It was magical. The starry night, under the trees. The romance, completely willing. Each person covering in the I love you's of tomorrow and for the rest of eternity
Or at least thats how it was perceived by their story Everyone knew what they didn't want them to...they're romantic night was a joke.
Stumbled drunkness, followed by lustful "I love you's" and bad decision making
It was all an accident and it was the beginning of me.
Panicked months followed. Fake happiness. Attempts to destroy and forget the mistake.
New years. They made a vow...a resolution to finally be okay. And for a while, they even tricked themselves to think that.
It was great...for about a year then he left she left a few years later. World War 3 was at a stand still...but only for a while.
It didn't take much to rekindle the fire. As they say...you always remember your first drunken love. To love forever with them until the day the universe forces you two to part.
(PSH! Yeah...thats not what they say)
There was crossfire immediately
Flames thrown further than light can travel and the only person being burned...was me.
I wasn't raised by them. I couldn't ever possibly be that angry. I have loving grandparents that show nothing but affection and support.
BUT GENETICALLY...I was *******. My outside environment only frustrated my inside environment.
It was like the Wiggles vs. Hannibal Lector.

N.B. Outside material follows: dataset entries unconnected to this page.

PR #1059, opened 2022-06-22
Clean up tool drivers

nmoroze:
- Delete unused imports/variables
- No clobber=False on exe/vswitch, clobber=False on threads/script/refdir/version
- post_process():
  - Delete if empty
  - Remove return 0
  - Remove error/warning processing (use regex)


aolofsson:
Nice clean up!

PR #1060, opened 2022-06-22
Allow tool tasks to have more than one input

nmoroze:
This PR modifies the flowgraph I/O checker to allow tool tasks to have more than one input. As far as I can tell, the logic in `_runtask()` supports this (it works intuitively -- the outputs of each input task are combined into the inputs of the task at hand). However, the checker did not, and would output a nonfatal error.

I've updated the checker to no longer consider this an error, and also properly check the inputs (so it will throw an error if there are  duplicate input files, and it will throw an error if the sum total of all inputs does not provide all the files a task needs). I added tests for these cases.

I also bundled a small tweak to the OR post_process function that checks that the [... 'output' ...] keypath is valid. This cleans up the other nonfatal error we're seeing in the SC+ORFS project.

### DIFF
--- a/siliconcompiler/core.py
+++ b/siliconcompiler/core.py
@@ -1937,10 +1937,8 @@ class Chip:
 
                 # Get files we receive from input tasks.
                 in_tasks = self.get('flowgraph', flow, step, index, 'input')
-                if len(in_tasks) > 1:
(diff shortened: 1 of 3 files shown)


aolofsson (approved):
I think this is ok, but in order to support truly modular flow graphs, we will need to make sure it all works.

Surprisingly the end didn't turn out as violently as many imagined. I was always trying to be "saved" but I never understood what from? The worse that had come out of the entire situation was me...as I am now.
Granted...I have communication issues I'm a bit too sarcastic and the only was I can say what I really feel is through pen and paper. Sticky notes cover every corner of my room, screaming every obscenity that has ever crossed my mind AND YET.... I think I'm okay.
I'm successful in most aspects of my life. And it had everything to do with my beginning.
I've heard "I'm sorry" ever since my grandparents came to back to school night in kindergarten. What for?! How many people do you know that can walk through a valley of fire unscathed?
Honestly, don't be sorry...because after what I've accomplished the lustful drunken night vs. the romance means nothing.
And who knows...it could have been under a tree on a starry night.